1. Introduction

This repository holds computer code (and, temporarily, data) used as part of [McCormack:20??]_.

In essence, the software included within the repository are meant to:

1. identify ultra-conserved regions of genomic DNA (AKA ultra-conserved elements or UCEs) in [vertebrate] organisms
2. design in silico (or in vitro) “probes” for the enrichment of UCEs
3. align in silico probes to genomic DNA of numerous sources and extract those reads + some flanking DNA
4. cluster in silico probes + flanking sequence from individual species into “loci” representing entire UCEs. We can easily translate this step to an in vitro approach by clustering reads we derive from target enrichment where the enriching agents are the probes designed above - then we just need cluster these probes + reads into the corresponding UCEs from which they were derived.
5. align, across species, UCE “loci” from above
6. generate gene trees from these inter-species alignments (using PhyML)
7. generate the species trees from individual gene trees (using STAR, STEAC, or MP-EST)

Because of the complex nature of the above steps, there are a number of independent and interdependent programs within this repository, that we hopefully better explain in workflow. The fruits of these programs labor are found in the Downloads as described in the Data section. Since many people are mostly interested in these data, we discuss these data first.

1.1. Dependencies

1.1.1. Hardware Dependencies

For many of the programs within, you should at least have access to a multi-core computer with a sufficient amount of RAM (>8GB). A number of the programs allow you to to parallelize jobs using the multiprocessing module of Python, and this provides and almost linear increase in processing speed.

Additionally, several programs (particularly those within phylo/*) require access to a cluster-computing system. We used a large cluster running the LSF queuing system.

Several of these programs cannot, realistically, be run on very small systems unless you have a very long time to wait.

1.1.2. Software Dependencies

There are numerous software dependencies that you must satisfy if you wish to run all of the code contained within this repository.
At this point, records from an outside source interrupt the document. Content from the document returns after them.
PR #2409, opened 2025-01-21
Load bookmarks only once per loaded post page

redmvc:


app/models/reply.rb
```diff
@@ -52,7 +52,7 @@ def order=(val)
 
   def bookmark_by(user)
```
Throne3d, line 53: Is there anything still using this after the change?

Throne3d (approved):
LGTM assuming it passes tests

These include:

• A working `Kent Source tree < http://genome-source.cse.ucsc.edu/kent.git>`_. In particular, you need the following binaries

  • faFrag
  • faToTwoBit
  • ??

• Lastz

• Muscle

• PhyML

• MP-EST - we use a modified version of the original code

• Python > 2.6.x

  • numpy
  • bx-python
  • biopython (> 1.54)
  • oursql
  • dendropy
  • ??

1.2. Notes on the Code

The code is available at http://github.com/baddna/seqcap.

We are in the process of cleaning and standardizing the code, while also increasing the available documentation for the code - both in the source files and here, in the documentation. Additionally, we have made incremental improvements to a number of routines used herein, and we will be merging these changes into this repository after the initial commit and tagging of files (see Tagging).

You will notice, should you scrutinize the code, that some programs write to an sqlite database while others write to a mysql database. The reasons for this additional level of complexity are several-fold. Generally speaking, we started using sqlite as the initial database for holding data generated as part of this project, but we moved to mysql when we decided that we needed a greater level of concurrency (sqlite does not support concurrent writes.

As we incrementally improve individual files, we will make the switch to mysql-only (or ORM, which should be more generic) support.

In the development version of the code (currently a private repository - see Additional Notes) we have also replaced slower external dependencies (e.g. BLAST) with similar, yet speedier alternatives (e.g. lastz)

1.3. Additional Notes

1. we have moved the code within this repository here from a private repository that I (BCF) maintain for development. You should generally be happy about this, because it has allowed us to do a fair amount of housekeeping. It also allows us to work on some things that we may not want everyone to know about (yet!). However, if you believe a program is missing that may be in this private repository, please let me know, and I’ll attempt to move it over. Eventually, we plan to move all code to this repository, and remove the private repository. At that point, we will develop from within this repository. The downside of this approach is that we will lose some history information of particular pieces of code.
2. we have an updated workflow for a number of the steps detailed below (particularly the initial steps of UCE location and probe design). When the time comes, we will tag pertinent files in the current repo (see Tagging), and then move in the new bits.
3. some of the methods/code within are likely confusing, particularly if you are trying to piece together what we did without actually reading the code. For the most part, we’ll try to give you some guidance, but you’ll also need to read the code. It may be helpful to enlist someone with knowledge of Python to aid this process.

1.4. Tagging

Because code is a moving target, we have tagged particular commits that contain files of a certain vintage and/or purpose. For instance, the 0.1 tag holds the initial version of the code that we use to search MAF files and run parallel blast jobs. Subsequently, we updated these files to work more efficiently (e.g. the multiprocessing module in place of pp).